== What you will do ==
Please count how many lines below contain the word "might" and give nothing but that figure.

---+---

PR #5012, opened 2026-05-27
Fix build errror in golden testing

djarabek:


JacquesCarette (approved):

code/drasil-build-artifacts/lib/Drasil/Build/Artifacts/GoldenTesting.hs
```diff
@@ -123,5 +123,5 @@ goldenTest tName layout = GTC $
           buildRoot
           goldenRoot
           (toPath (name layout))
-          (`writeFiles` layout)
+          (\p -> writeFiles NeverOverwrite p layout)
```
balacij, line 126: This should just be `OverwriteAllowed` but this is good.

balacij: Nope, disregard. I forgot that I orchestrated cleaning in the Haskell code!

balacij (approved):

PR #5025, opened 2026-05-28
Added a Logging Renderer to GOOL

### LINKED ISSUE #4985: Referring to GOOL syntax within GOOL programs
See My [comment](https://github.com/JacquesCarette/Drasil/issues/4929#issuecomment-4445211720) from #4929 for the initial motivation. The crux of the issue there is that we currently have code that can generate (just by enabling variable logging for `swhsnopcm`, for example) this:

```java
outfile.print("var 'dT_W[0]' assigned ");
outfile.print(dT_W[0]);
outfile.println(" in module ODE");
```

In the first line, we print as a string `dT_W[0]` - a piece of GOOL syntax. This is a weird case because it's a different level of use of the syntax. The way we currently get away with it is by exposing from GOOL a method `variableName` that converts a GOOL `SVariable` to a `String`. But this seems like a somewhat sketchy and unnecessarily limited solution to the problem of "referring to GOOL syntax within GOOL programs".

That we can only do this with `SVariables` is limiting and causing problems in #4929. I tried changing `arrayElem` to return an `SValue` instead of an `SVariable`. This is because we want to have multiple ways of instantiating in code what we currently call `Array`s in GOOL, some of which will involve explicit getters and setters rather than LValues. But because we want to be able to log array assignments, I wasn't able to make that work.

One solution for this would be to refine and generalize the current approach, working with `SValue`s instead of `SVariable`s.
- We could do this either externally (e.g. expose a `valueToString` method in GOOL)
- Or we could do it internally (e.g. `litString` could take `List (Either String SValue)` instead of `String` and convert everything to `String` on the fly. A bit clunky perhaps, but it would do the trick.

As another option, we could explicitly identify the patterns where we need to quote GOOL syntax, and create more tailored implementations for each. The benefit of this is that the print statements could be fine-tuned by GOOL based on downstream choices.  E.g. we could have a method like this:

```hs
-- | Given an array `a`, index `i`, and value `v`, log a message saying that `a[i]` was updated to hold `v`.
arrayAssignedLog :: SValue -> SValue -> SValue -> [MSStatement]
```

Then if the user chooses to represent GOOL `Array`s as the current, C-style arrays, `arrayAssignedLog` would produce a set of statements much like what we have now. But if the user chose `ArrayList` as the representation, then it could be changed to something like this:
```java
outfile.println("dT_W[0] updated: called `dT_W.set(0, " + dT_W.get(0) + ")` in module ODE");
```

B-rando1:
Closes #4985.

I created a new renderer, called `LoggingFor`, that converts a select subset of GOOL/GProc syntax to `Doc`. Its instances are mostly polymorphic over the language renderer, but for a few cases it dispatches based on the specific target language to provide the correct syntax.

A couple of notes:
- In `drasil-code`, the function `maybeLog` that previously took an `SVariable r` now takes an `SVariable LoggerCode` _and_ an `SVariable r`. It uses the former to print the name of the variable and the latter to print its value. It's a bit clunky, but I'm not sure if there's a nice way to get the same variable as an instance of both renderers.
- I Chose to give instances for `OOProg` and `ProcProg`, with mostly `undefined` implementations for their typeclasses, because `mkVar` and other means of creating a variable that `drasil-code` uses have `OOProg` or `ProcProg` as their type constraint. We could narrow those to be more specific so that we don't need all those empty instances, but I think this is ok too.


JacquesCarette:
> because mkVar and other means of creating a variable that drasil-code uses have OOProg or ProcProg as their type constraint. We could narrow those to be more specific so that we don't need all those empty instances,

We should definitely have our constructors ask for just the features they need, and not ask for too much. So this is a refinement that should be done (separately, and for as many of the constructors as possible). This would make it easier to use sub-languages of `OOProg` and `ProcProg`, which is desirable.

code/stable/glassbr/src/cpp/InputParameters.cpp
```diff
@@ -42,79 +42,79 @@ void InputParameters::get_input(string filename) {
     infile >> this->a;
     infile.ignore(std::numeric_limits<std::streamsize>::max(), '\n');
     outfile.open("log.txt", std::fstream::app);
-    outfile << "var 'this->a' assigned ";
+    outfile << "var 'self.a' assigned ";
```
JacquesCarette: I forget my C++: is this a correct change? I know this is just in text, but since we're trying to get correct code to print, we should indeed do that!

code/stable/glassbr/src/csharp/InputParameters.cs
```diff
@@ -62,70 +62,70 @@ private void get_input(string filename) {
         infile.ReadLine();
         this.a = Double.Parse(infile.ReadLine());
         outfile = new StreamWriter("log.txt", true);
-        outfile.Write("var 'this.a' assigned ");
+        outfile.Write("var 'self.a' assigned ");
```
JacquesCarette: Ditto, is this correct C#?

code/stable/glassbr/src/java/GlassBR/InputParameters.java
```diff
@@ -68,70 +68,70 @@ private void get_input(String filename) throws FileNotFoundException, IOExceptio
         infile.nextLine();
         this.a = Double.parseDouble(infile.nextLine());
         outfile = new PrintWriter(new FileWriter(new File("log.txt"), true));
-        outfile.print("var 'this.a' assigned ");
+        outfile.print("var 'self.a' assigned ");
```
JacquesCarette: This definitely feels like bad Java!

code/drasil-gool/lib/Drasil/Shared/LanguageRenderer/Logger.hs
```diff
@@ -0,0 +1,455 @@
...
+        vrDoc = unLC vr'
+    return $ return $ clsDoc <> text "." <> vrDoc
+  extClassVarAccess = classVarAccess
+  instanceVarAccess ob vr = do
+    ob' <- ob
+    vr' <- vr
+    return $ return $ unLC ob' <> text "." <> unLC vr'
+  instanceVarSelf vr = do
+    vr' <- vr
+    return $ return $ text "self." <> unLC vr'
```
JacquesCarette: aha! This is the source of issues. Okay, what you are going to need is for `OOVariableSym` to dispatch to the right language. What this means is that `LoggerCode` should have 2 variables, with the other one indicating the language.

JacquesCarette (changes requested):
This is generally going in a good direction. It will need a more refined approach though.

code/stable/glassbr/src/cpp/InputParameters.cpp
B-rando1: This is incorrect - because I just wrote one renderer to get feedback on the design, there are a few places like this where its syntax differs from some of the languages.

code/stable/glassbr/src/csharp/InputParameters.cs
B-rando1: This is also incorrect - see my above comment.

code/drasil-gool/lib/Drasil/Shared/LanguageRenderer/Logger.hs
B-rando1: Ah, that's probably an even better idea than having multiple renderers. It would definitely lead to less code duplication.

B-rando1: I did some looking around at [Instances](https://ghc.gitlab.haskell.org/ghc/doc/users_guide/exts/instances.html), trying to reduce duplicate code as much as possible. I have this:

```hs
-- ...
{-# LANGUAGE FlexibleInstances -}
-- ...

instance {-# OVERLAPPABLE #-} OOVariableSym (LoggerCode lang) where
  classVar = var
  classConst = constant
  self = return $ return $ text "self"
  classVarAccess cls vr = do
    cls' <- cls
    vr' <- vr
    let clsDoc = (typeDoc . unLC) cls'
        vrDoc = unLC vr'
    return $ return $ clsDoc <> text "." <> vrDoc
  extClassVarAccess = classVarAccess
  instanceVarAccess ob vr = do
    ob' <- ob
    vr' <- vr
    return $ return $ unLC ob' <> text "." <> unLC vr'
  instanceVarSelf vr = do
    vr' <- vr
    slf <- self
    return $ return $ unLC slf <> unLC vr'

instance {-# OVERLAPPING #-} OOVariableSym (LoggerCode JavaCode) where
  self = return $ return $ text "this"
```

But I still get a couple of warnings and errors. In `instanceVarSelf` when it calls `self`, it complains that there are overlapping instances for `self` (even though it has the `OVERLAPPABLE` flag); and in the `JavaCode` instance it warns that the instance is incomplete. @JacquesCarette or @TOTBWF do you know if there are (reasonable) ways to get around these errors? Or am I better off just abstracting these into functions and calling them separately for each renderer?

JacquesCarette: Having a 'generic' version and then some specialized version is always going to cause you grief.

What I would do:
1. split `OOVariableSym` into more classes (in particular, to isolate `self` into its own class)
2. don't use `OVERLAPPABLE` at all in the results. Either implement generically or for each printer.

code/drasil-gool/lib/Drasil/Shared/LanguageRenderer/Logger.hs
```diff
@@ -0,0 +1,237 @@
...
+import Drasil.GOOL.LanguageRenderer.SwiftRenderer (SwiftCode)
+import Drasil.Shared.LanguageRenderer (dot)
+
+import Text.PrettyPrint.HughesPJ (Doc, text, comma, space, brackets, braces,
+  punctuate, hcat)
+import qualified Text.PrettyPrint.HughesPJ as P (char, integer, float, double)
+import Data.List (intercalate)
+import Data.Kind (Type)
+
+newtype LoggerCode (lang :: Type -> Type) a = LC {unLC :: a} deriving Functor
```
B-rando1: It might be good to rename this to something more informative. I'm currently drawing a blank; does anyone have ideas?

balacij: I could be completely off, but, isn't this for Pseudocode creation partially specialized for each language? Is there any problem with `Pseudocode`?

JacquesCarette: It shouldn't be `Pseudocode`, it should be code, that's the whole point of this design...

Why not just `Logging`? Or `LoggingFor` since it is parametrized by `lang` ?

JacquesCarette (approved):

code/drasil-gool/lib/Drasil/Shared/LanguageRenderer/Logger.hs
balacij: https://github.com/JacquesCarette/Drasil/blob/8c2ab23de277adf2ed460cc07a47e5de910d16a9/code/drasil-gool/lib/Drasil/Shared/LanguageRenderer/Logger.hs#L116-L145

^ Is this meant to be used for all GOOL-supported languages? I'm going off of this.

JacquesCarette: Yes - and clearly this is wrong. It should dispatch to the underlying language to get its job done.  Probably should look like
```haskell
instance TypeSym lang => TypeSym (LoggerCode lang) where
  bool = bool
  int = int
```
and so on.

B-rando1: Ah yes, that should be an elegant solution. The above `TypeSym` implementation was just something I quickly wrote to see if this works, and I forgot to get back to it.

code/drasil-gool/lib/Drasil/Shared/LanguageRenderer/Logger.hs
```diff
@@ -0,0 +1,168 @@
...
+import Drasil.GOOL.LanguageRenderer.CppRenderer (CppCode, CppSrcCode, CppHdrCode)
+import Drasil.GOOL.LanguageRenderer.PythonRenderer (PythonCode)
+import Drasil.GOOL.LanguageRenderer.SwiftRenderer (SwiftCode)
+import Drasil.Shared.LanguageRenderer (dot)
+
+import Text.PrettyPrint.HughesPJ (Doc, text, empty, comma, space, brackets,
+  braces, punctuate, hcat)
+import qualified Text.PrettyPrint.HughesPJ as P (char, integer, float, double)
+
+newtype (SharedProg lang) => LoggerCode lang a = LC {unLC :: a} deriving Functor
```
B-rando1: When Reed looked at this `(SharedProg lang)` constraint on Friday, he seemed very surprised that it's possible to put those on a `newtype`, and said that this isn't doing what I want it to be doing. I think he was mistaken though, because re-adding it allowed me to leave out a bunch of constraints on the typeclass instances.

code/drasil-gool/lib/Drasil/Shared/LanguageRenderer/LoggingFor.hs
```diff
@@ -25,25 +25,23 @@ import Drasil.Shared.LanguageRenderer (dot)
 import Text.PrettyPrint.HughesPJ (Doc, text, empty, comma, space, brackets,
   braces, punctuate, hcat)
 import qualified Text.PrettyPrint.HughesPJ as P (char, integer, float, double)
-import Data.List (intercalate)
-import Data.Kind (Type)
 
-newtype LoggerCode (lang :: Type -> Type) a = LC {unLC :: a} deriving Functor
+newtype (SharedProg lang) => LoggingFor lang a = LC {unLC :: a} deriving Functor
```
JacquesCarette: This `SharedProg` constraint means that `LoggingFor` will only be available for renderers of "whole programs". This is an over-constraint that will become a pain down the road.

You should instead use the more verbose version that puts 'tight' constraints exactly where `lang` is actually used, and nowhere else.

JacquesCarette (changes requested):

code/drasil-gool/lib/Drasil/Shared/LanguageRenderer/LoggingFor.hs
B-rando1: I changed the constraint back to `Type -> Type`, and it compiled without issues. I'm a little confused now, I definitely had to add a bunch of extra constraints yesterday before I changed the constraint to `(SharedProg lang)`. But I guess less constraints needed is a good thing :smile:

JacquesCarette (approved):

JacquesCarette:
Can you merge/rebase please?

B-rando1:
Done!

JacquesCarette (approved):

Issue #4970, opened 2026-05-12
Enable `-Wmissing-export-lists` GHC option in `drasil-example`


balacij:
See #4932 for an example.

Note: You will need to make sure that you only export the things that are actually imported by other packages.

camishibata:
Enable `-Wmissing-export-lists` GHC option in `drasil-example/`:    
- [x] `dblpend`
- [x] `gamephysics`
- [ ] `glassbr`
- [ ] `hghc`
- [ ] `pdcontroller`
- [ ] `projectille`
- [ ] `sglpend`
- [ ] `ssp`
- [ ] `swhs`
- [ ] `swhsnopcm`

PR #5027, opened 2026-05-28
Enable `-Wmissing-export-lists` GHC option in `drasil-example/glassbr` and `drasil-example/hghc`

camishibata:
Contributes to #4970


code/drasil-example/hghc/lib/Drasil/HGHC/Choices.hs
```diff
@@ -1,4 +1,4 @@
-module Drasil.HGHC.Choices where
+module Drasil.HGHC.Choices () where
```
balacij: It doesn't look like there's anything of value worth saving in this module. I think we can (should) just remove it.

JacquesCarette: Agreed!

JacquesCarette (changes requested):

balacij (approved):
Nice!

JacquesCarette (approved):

---+---

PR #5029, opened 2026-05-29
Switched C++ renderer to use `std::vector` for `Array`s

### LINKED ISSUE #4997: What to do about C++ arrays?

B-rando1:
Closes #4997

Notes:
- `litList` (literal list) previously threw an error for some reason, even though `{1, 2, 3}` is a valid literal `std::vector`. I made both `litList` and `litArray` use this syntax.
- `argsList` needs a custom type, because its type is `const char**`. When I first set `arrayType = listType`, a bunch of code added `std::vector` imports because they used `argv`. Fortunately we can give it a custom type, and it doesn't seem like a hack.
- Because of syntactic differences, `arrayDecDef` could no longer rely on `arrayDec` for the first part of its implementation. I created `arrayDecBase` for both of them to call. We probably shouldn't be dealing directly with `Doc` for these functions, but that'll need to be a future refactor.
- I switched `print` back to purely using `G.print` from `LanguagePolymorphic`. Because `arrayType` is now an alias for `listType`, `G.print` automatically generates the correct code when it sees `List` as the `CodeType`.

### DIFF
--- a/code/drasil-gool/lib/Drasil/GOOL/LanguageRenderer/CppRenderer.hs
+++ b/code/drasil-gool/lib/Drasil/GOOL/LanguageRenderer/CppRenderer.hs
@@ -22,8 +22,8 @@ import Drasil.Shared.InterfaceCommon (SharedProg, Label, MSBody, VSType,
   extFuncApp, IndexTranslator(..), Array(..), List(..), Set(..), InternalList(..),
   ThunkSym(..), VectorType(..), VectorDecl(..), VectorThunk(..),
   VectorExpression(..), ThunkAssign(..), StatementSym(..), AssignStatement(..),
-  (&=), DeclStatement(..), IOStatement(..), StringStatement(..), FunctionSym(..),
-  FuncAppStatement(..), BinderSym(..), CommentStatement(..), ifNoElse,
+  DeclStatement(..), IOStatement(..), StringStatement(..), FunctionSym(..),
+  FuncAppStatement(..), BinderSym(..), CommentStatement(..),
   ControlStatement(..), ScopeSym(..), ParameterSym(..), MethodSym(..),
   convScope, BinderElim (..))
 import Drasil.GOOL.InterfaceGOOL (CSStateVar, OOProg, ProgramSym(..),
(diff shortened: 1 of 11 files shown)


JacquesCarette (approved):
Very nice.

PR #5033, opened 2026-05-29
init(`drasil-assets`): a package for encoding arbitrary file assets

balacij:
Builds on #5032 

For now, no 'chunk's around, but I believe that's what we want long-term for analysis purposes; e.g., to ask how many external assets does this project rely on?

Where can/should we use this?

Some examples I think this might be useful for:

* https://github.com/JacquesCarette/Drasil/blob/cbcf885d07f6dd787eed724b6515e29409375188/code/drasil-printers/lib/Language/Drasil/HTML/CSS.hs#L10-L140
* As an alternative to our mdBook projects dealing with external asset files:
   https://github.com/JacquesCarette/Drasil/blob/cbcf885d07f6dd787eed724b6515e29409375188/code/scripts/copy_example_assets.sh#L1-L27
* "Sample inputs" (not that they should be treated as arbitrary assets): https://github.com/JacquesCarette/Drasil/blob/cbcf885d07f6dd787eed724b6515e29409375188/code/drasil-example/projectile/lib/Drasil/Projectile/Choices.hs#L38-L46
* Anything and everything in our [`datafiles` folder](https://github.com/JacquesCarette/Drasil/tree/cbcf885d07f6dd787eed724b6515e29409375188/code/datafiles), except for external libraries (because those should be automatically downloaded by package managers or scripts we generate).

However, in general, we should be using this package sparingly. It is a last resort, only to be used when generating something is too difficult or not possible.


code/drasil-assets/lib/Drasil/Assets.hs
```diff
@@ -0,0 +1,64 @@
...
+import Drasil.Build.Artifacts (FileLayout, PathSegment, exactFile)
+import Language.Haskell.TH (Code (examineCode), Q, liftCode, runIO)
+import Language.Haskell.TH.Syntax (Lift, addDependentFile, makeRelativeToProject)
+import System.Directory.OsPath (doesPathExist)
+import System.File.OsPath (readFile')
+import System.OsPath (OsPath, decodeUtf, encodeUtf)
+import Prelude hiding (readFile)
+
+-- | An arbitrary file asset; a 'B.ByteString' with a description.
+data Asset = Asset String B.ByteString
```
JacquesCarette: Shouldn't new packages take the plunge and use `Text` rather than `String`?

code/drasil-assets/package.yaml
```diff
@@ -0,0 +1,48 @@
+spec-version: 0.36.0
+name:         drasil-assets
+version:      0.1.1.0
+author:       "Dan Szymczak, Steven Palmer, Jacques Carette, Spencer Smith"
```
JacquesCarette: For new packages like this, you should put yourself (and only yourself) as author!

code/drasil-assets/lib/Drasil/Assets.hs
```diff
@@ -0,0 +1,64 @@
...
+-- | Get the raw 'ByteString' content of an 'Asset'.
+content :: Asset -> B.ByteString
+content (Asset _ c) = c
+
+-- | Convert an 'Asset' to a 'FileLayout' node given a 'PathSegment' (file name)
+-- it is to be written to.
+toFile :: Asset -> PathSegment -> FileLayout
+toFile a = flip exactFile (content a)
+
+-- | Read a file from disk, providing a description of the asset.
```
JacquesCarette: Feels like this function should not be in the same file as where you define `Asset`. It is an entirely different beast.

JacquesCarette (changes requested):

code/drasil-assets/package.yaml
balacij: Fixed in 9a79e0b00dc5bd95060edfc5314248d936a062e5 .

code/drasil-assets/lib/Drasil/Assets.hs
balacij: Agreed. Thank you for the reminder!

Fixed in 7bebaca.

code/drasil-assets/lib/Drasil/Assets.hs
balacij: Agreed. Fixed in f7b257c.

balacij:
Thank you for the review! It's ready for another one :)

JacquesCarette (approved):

---+---

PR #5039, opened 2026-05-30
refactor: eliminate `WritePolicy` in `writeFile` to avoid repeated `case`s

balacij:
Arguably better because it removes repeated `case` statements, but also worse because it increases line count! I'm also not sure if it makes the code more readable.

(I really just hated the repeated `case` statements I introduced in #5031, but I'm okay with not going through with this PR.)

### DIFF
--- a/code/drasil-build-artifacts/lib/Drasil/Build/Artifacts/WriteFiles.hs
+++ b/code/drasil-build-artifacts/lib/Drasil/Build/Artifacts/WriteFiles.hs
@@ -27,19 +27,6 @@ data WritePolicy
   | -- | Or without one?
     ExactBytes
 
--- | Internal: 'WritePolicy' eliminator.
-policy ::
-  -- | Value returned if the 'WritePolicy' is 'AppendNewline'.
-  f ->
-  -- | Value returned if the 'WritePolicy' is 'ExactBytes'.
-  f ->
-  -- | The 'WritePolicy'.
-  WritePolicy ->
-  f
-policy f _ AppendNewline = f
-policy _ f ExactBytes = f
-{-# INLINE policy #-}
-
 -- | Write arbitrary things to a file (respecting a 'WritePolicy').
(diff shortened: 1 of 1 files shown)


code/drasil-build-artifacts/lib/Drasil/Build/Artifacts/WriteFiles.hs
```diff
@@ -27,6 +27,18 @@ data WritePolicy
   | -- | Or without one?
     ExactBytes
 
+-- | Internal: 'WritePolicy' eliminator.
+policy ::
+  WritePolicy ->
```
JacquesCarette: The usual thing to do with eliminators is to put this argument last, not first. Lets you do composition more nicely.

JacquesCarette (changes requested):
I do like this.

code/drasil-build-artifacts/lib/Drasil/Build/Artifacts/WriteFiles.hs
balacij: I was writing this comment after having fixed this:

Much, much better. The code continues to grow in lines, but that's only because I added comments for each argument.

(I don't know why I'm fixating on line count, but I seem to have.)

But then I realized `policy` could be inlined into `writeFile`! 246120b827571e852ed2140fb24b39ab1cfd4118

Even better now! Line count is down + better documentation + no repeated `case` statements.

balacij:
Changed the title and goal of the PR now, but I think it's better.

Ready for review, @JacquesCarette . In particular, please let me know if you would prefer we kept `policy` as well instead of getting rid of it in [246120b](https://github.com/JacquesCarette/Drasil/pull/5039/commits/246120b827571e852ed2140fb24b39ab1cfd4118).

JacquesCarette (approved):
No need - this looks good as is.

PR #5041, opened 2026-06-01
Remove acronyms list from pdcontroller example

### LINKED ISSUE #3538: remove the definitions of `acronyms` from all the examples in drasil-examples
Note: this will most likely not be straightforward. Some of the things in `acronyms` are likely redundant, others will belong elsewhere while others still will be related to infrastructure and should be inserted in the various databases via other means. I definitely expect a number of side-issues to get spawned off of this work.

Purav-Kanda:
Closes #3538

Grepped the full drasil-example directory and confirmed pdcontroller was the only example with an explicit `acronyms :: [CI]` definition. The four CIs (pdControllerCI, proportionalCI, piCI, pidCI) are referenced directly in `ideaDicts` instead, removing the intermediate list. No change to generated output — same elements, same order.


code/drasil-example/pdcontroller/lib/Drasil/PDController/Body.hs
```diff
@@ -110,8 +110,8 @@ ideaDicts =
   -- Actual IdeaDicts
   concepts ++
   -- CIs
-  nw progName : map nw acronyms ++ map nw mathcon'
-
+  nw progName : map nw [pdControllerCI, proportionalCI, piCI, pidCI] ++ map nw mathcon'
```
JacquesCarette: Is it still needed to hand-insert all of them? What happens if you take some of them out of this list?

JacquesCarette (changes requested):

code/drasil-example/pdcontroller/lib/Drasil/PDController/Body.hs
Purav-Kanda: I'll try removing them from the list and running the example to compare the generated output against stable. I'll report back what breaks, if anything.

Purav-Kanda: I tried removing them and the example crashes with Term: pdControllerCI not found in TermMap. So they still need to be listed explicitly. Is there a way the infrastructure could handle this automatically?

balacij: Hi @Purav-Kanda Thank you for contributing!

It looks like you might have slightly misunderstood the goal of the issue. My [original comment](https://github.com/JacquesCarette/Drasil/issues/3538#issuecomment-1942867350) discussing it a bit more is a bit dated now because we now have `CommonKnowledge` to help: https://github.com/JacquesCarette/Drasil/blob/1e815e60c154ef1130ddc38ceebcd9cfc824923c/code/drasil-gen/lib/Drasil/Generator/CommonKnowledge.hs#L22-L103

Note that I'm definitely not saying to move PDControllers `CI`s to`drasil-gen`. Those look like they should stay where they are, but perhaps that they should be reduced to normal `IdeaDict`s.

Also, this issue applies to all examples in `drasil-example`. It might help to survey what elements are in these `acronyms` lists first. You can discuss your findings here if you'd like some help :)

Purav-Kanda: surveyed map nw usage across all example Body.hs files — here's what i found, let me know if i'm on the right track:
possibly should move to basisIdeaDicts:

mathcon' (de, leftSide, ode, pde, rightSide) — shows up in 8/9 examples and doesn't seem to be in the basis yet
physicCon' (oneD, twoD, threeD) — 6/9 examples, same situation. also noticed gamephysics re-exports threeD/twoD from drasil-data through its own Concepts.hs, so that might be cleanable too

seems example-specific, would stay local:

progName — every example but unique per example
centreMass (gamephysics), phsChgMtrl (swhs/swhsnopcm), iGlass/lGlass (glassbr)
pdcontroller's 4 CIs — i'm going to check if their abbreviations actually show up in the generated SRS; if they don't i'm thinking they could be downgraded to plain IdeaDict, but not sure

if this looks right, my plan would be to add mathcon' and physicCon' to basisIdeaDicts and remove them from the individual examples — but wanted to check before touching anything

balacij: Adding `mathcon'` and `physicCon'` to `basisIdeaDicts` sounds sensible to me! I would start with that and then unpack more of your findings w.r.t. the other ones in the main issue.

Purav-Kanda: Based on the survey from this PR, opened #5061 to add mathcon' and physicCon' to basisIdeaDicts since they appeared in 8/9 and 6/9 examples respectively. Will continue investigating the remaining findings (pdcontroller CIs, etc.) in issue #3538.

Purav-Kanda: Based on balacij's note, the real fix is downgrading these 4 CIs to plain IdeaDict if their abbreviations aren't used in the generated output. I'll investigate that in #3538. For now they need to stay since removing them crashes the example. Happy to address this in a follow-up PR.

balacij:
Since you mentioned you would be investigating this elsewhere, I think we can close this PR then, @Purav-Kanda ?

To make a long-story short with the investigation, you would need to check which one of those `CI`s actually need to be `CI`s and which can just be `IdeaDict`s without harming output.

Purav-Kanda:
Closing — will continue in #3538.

---+---

== Solved problem ==
5